(Stored data entries)
Issue #1762, opened 2026-08-14
T50 PRO OMNI (cuoipb): map SVG 500 because getMapInfo_V2 outlineVer=2 is rejected


hd00842:
### Checks

- [x] I have read the above text and I'm aware of the situation
- [x] I have searched the existing issues and no issue is describing my issue
- [x] I'm not creating an issue to add support for a new device/model.
- [x] I have installed the latest version

### The problem

The Ecovacs map image entity in Home Assistant never renders. `/api/image_proxy/image.*_map_*` returns HTTP 500 in ~6ms with body `500: Internal Server Error`. There is no aiohttp traceback because `EcovacsMap.image()` returns `None` when `Map.get_svg_map()` has no SVG.

This is not a missing hardware profile. `cuoipb` already aliases to the T50 map capabilities (`GetMapInfoV2`, `GetMapSetV2`, `GetMajorMap`, …). The robot also returns a large compressed `getMapInfo_V2` payload (~17KB). The library then drops it.

Root cause in `OnMapInfoV2._handle_body_data_dict` (`deebot_client/messages/json/map/__init__.py`):

- `outlineVer == "0"` is skipped (non-active map)
- only `outlineVer == "1"` is accepted
- any other value, including `"2"`, returns `HandlingResult.analyse()`

Debug log:

    Could not handle getMapInfo_V2 message: {..., 'outlineComplete': 0, 'outlineVer': '2', 'serial': '1', 'type': '0', 'using': 0}

After that:

- no `MapInfoEvent` is published, so Rust `MapInfo` stays empty
- `getMajorMap` returns `type=ol`, `value=""` (this model does not use the old PNG tile map)
- `generate_svg()` therefore returns `None`
- Home Assistant image proxy returns 500

Room names are partially available via `getMapSet_V2` (`Phòng bếp`, `Phòng khách`, plus two unnamed rooms), but room coordinates stay empty because they are expected from MapInfo V2.

This still happens on deebot-client 18.5.1 / HA 2026.8.1. The same `outlineVer != "1"` check is still on the current `dev` branch.

Expected: accept or parse `outlineVer: "2"` (or document that it is unsupported and do not 500 the image entity).

getCachedMapInfo: active map mid=1849463120, name="", using=1, built=1, angle=0

getMajorMap: {"cellHeight":1,"cellWidth":1,"mid":"1849463120","pieceHeight":800,"pieceWidth":800,"pixel":50,"type":"ol","value":""}

[...]

PR #1797, opened 2026-08-31
Accept outline version 2 in MapInfoV2 messages

andrewD-github:
## Problem

Some newer robots return `outlineVer: "2"` in `getMapInfo_V2` responses. The shared `OnMapInfoV2` handler currently rejects this before publishing `MapInfoEvent`, so the map stays empty and Home Assistant's image endpoint returns HTTP 500.

Refs #1762. Also reproduced on an X8 PRO OMNI (`n0vyif`, firmware `1.133.0`).

## Change

Accept outline versions `"1"` and `"2"` in the shared handler. Version `"0"` still skips inactive maps, and unknown versions are still rejected. This covers both requested responses and pushed map messages.

The observed V2 payload uses outline, room and block-line layers already supported by the existing Rust renderer. No renderer, hardware profile, dependency or Home Assistant changes are included.

## Validation

- Expanded version-handling tests for both message and command paths.
- Added a synthetic compressed map test that passes through each handler into the real SVG renderer, checking geometry and bounds without legacy map tiles. The fixture contains no real floor-plan data.
- Confirmed the four new V2 cases fail on unmodified `dev` at `5453eba`, then pass with the one-line change.
- Focused map suite: **62 passed, four existing SVG snapshots passed**. One existing pytest generator-parametrization deprecation warning remains.
- Ruff check/format and changed-file mypy (`--follow-imports=silent`) pass.
- Local native tests used the released 18.5.1 extension; the Rust source is unchanged between that tag and the tested upstream base. No fresh native build or full test suite was run locally.

On Home Assistant 2026.8.3 / deebot-client 18.5.1, the equivalent gate change was deployed via a temporary compatibility wrapper. The X8 map endpoint changed from HTTP 500 to HTTP 200, with room geometry, cleaning trace and position visible. A T9+ map continued to render. The captured X8 payload also rendered locally through the direct library patch.

Raw device logs, identifiers and the household's map are deliberately not attached. The reported T50/X11 devices in #1762 were not available for physical testing.

### DIFF
--- a/deebot_client/messages/json/map/__init__.py
+++ b/deebot_client/messages/json/map/__init__.py
@@ -84,7 +84,7 @@ class OnMapInfoV2(MessageBodyDataDict):
         if (outline_version := data.get("outlineVer")) == "0":
             # Skip it as it will be sent for non-active maps
             return HandlingResult.success()
-        if outline_version != "1":
+        if outline_version not in ("1", "2"):
             # Unsupported version
             return HandlingResult.analyse()
 
--- a/tests/commands/json/map/test_init.py
+++ b/tests/commands/json/map/test_init.py
@@ -596,7 +596,8 @@ async def test_getMapTrace() -> None:
     )
 
 
-async def test_getMapInfoV2() -> None:
+@pytest.mark.parametrize("outline_version", ["1", "2"])
+async def test_getMapInfoV2(outline_version: str) -> None:
     mid = "98100521"
     info = "KLUv/QRYmQAAW1siMSJdLFsiMiJdLFsiNiJdXbBRuA4="
     json, firmware_event = get_request_json(
@@ -609,7 +610,7 @@ async def test_getMapInfoV2() -> None:
                 "mid": mid,
                 "msgid": "",
                 "outlineComplete": 0,
-                "outlineVer": "1",
+                "outlineVer": outline_version,
                 "serial": "1",
                 "type": "0",
                 "using": 0,
@@ -635,7 +636,7 @@ async def test_getMapInfoV2_unsupported_version() -> None:
                 "mid": mid,
                 "msgid": "",
                 "outlineComplete": 0,
-                "outlineVer": "2",
+                "outlineVer": "3",
                 "serial": "1",
                 "type": "0",
                 "using": 0,
--- a/tests/messages/json/map/test_init.py
+++ b/tests/messages/json/map/test_init.py
@@ -1,18 +1,26 @@
 from __future__ import annotations
 
+from base64 import b64encode
+from compression.zstd import compress
 from typing import TYPE_CHECKING
 
+from defusedxml.ElementTree import fromstring
+import orjson
 import pytest
 
-from deebot_client.commands.json.map import GetMapSetV2
+from deebot_client.commands.json.map import GetMapInfoV2, GetMapSetV2
 from deebot_client.events import FirmwareEvent
 from deebot_client.events.map import MajorMapEvent, MapInfoEvent, MapSetType
 from deebot_client.message import HandlingState
 from deebot_client.messages.json import OnMapSetV2
 from deebot_client.messages.json.map import OnMajorMap, OnMapInfoV2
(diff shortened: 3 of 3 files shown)


raphaeldsc:
Same root cause, but a third outline version: my T50 PRO OMNI (`cuoipb`)
reports `outlineVer: "5"`, so this PR as written would not cover it.

- Home Assistant 2026.8.3, `deebot-client==18.5.1`
- Device class `cuoipb`, firmware `1.123.127`, hwVer `0.1.1`, wkVer `0.1.54`
- Symptom identical to #1762: `/api/image_proxy/image.*_map` returns HTTP 500
  with no traceback, because `EcovacsMap.image()` returns `None`.

Debug log (payload elided):

    DEBUG [deebot_client.message] Could not handle getMapInfo_V2 message:
    {'batid': 'aldebm', 'index': '1', 'info': 'KLUv/WCNSU1uAMqXdBARoCVp...',
     'infoSize': 19085, 'mid': '538622726', 'msgid': '', 'outlineComplete': 0,
     'outlineVer': '5', 'serial': '1', 'type': '0', 'using': 0}

All 10 `getMapInfo_V2` / `onMapInfo_V2` messages captured in one session
reported `outlineVer: "5"` — it is stable for this firmware, not intermittent.

**The payload is fully renderable by the current Rust code.** I extracted the
`info` field, base64-decoded and zstd-decompressed it: it expands cleanly to
exactly 19085 bytes, matching the advertised `infoSize`. It contains three
layers:

| Layer id in payload | `MapInfoType` in `src/map/map_info.rs` | Handler |
|---|---|---|
| `"1"` | `Outline` | `process_map_info_outline_entries` |
| `"2"` | `Room` | `process_map_info_room_entries` |
| `"6"` | `BlockLine` | `process_map_info_room_entries` |

All three are already implemented in 18.5.1. There is no `"5"` *layer* in the
data — note the numbering collision: the message field `outlineVer: "5"` is
unrelated to `MapInfoType::Unknown5`.

So for this device the only blocker is the version gate in
`OnMapInfoV2._handle_body_data_dict`. Would you consider accepting `"5"` in the
same allowlist as `"1"` and `"2"`?

More generally: since the gate protects a renderer that already ignores layer
types it does not recognise, rejecting the whole message on an unknown
`outlineVer` seems stricter than necessary. Accepting any version other than
`"0"` and letting the renderer skip unknown layers would stop this from
recurring with each new firmware — happy to defer to your judgement on that.

Caveat: I could not verify the render end-to-end, because the package lives in
the Home Assistant container and I could not patch the installed copy. The
evidence above is from the decompressed payload, not from a successful render.

reeesga:
Confirming this fixes #1762 on a T50, which I gather wasn't available for testing.

**Device:** DEEBOT T50 PRO OMNI — class `cuoipb`, fwVer `1.123.127`, hwVer `0.1.1`, wkVer `0.1.54`
**Stack:** Home Assistant 2026.9.0, deebot-client 18.5.1 (HAOS)

Applied only the gate change from this PR to the installed 18.5.1, nothing else:

```python
-        if outline_version != "1":
+        if outline_version not in ("1", "2"):
```

`/api/image_proxy/image.<vacuum>_map?token=…`:

- **Before:** `500`, 26 bytes, `text/plain` — no traceback, matching the symptom in #1762
- **After** (one core restart): `200`, `image/svg+xml`, 5805 bytes, valid SVG with per-room `<path class="r0">` geometry. Renders correctly in a Lovelace `picture` card with `image_entity`, showing all 7 rooms as distinct filled polygons.

Since `GetMapInfoV2(JsonCommandWithMessageHandling, OnMapInfoV2)` inherits the handler, the single change covers the command path as well — no separate fix needed there.

Caveat on scope: I only observed the map with the robot docked, so I haven't verified the live cleaning trace or position marker across a full run. Static map geometry and room layout are correct.

edenhaus:
I expect when the version is changing also the data structure is changing. Please analyse the new structure in detail and confirm all values are matching the old. I don't expect that one otherwise I would make no sense to update the version

PR #1804, opened 2026-09-06
Add support for DEEBOT X12 OmniCyclone (bmf9n5)

sekonicpr:
Adds a hardware definition for the DEEBOT X12 OmniCyclone (class bmf9n5) as a symlink to fd60kt (DEEBOT T50 OMNI)

class: 'bmf9n5'
deviceName: 'DEEBOT X12 OmniCyclone'
model: 'PLANCKS_DUST_BLACK_H_AMR'
materialNo: '110-2540-0301'
UILogicId: 'planckshcyc_ww_h_plancksh5'

Confirmed working on my unit (NA region, deebot-client 18.5.1) — device binds cleanly with the full entity set including map/position data, no getMapSet errors.

This is a separate variant from #1697 (c4wu9j) and #1809 (vihhjp) — same marketed model, different class code.


edenhaus (approved):

sekonicpr:
Pushed a follow-up converting the file to an actual symlink (mode 120000) — the original web-UI commit created it as a regular file, which is what caused the ruff/mypy failures. That commit is passing now.

Auto-merge got disabled by the new push — ready for another workflow approval whenever you have a moment. Thanks!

What you have to do
A word-for-word copy of the lines above from the one with "# Unsupported version" through the one with "-async def test_getMapInfoV2()", inclusive, is the only output wanted.

Worked solution
             # Unsupported version
             return HandlingResult.analyse()
 
--- a/tests/commands/json/map/test_init.py
+++ b/tests/commands/json/map/test_init.py
@@ -596,7 +596,8 @@ async def test_getMapTrace() -> None:
     )
 
 
-async def test_getMapInfoV2() -> None:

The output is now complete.